**TASK TO COMPLETE**:
The response must contain each line of the material that holds "join".

BEGIN RECORDED INFORMATION

PR #1909, opened 2025-09-24
add support for v2 deleted objects (#1889)

prathmesh-stripe:
### Why?

The typing of delete calls has always been a little confusing in V1: SDKs say they return an entire object (like a `Customer`) but with the `deleted` property set to `True`. That's true for some APIs but not for others. For consistency, we just always say you get a "real" object.

V2 APIs are more strict about the data they return: there's only ever `id` and `object`. To better represent this, we're now generating a `V2.DeletedObject` class that is returned from all v2 delete calls. This PR includes that generated class, but APIRequestor-related code to use it when appropreate.

> Note: this PR is generated using the V2 OpenAPI spec rather than the protos so that the `DeletedObject` class is generated, so there are some other small changes.

### What?

- add param to `Util::convertToStripeObject`
- provide that param from the API requestor

### See Also

[DEVSDK-2588](https://go/j/DEVSDK-2588)


ramya-stripe:
These changes are already in master

PR #211, opened 2026-02-08
fix: Unwrap single-artifact data in context builder

keeb:
## Summary

- When a model has exactly one data artifact, `model.X.data` now resolves
  directly to the `DataRecord` instead of wrapping it in a
  `{artifactName: DataRecord}` map. This fixes CEL expressions like
  `model.X.data.attributes.vpcId` that previously couldn't find
  `.attributes` on the outer map object.
- Multi-artifact models continue to use the map form for backward
  compatibility.
- Updated `ModelData.data` type to a union
  (`Record<string, DataRecord> | DataRecord`) and updated context building
  in both `model_resolver.ts` and `execution_service.ts`.

## Test Plan

- All 1602 existing tests pass with 0 failures
- Updated single-artifact tests to verify unwrapped `DataRecord` access
- Multi-artifact tests verified unchanged (still use map access)
- `deno check`, `deno lint`, `deno fmt` all pass
- `deno run compile` succeeds

### DIFF
--- a/integration/cel_data_access_test.ts
+++ b/integration/cel_data_access_test.ts
@@ -218,16 +218,19 @@ Deno.test("CEL Data Access: access latest data via model.X.data.Y", async () => 
     });
     const context = await modelResolver.buildContext();
 
-    // Access latest data
+    // Access latest data (single artifact unwrapped)
     const modelData = context.model["data_source"];
     assertExists(modelData);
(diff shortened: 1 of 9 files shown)


adamhjk:
Is this actually the right thing to do? Shouldn't the CEL expression be explicit?

PR #437, opened 2026-02-23
fix: redact vault secrets from persisted log files

### LINKED ISSUE #429: bug: Vault secrets are persisted in plaintext in data files and workflow run logs
## Summary

Vault secrets resolved via `vault.get()` CEL expressions are persisted in plaintext in two locations:

1. **Data files** — the `command` field in `.swamp/data/` contains the resolved secret value (e.g., `echo super-secret-value-12345` instead of the CEL template)
2. **Workflow run logs** — the resolved secret appears in plaintext in `.swamp/workflow-runs/<workflow-id>/workflow-run-<run-id>.log`

### Data file leakage

1. Create a vault and store a secret:
   ```
   swamp vault create local_encryption test-vault
   swamp vault put test-vault SECRET_VALUE=super-secret-value-12345
   ```
2. Install a model that references the secret via CEL:
   ```yaml
   # vault-echo model
   globalArguments:
     run: "echo ${{ vault.get('test-vault', 'SECRET_VALUE') }}"
   ```
3. Execute the model:
   ```
   swamp model method run vault-echo execute
   ```
4. Inspect persisted data:
   ```
   swamp data get vault-echo result --json
   ```
5. The `content.command` field contains `echo super-secret-value-12345` — the raw secret.

### Workflow log leakage

1. Same vault setup as above
2. Create a workflow that references the `vault-echo` model
3. Run the workflow:
   ```
   swamp workflow run vault-workflow
   ```
4. The resolved secret appears in plaintext in `.swamp/workflow-runs/<id>/workflow-run-<id>.log`

## Expected behavior

- The `command` field in persisted data should contain the CEL template (`echo ${{ vault.get('test-vault', 'SECRET_VALUE') }}`), not the resolved value
- Workflow run logs should redact or mask resolved vault secrets

## Impact

Any user or process with read access to the `.swamp/` directory can extract vault secrets in plaintext, defeating the purpose of vault encryption.

## References

- Related: #413, #418

stack72:
## Summary

- Vault secrets resolved via `vault.get()` were leaking into log files in plaintext (`.swamp/outputs/` and `.swamp/workflow-runs/`), defeating the purpose of vault encryption
- Adds a `SecretRedactor` that collects resolved vault secret values and replaces them with `***` in log output before writing to disk
- Redaction is applied only to **log files**, not data files — data file integrity is preserved for inter-step workflow data flow

### Why log-only redaction?

The original plan called for redacting both logs and data files. During implementation we identified that data file redaction would:
- **Break inter-step workflows** — downstream steps reading resource attributes via CEL would get `***` instead of actual values
- **Silently corrupt data** — models write data expecting it to be persisted as-is
- **Cause false positives** — common strings matching a secret value would be replaced in unrelated fields

Log files are audit/debug output where secrets should never appear. Data files are the model's responsibility. This narrower scope is the correct fix.

Closes #429

## Test plan

- New unit tests for `SecretRedactor` (8 tests covering basic redaction, short secret bypass, multiple secrets, longest-first ordering, JSON-escaped variants, empty state)
- All 1868 existing tests pass
- UAT test cases filed at systeminit/swamp-uat#26 for end-to-end verification

### DIFF
--- a/src/cli/commands/model_method_run.ts
+++ b/src/cli/commands/model_method_run.ts
@@ -38,6 +38,7 @@ import {
 import { coerceInputTypes, parseInputs } from "../input_parser.ts";
 import { parseTags } from "./data_search.ts";
 import { InputValidationService } from "../../domain/inputs/mod.ts";
+import { SecretRedactor } from "../../domain/secrets/mod.ts";
 import { join } from "@std/path";
 import {
   SWAMP_SUBDIRS,
@@ -152,6 +153,9 @@ export const modelMethodRunCommand = new Command()
       // Create run logger for real-time output
       const runLogger = getRunLogger(definition.name, methodName);
 
+      // Create secret redactor — populated during vault resolution, used by log sink and data writers
+      const redactor = new SecretRedactor();
+
       // Register run file sink target for log persistence
       const timestamp = new Date().toISOString().replace(/[:.]/g, "-");
       const logFilePath = join(
@@ -161,7 +165,7 @@ export const modelMethodRunCommand = new Command()
         `${definition.id}-${timestamp}.log`,
       );
       const runLogCategory: string[] = [];
-      await runFileSink.register(runLogCategory, logFilePath);
+      await runFileSink.register(runLogCategory, logFilePath, redactor);
 
       runLogger.info("Found model {name} ({type})", {
         name: definition.name,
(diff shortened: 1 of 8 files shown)


stack72:
## Follow-up: data file redaction

This PR intentionally scopes redaction to log files only. The data file problem (secrets persisting in `.swamp/data/`) is still real but requires a different approach.

Blanket string-replace redaction on data files causes silent data corruption, breaks inter-step workflow data flow, and produces false positives. The right solution is field-level redaction using the `sensitive: true` Zod metadata already described in `design/vaults.md`. This lets models explicitly declare which fields contain secrets, so:

- Only marked fields are redacted/omitted on disk
- In-memory values remain intact for inter-step data flow
- No false positives from common strings matching secret values
- Display layer (`swamp data get`) can mask sensitive fields

This is a larger piece of work touching the schema system, data writer, and display layer — it should be tracked as a separate issue.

END RECORDED INFORMATION

**EXERCISE RESULT**:
 import { join } from "@std/path";
       const logFilePath = join(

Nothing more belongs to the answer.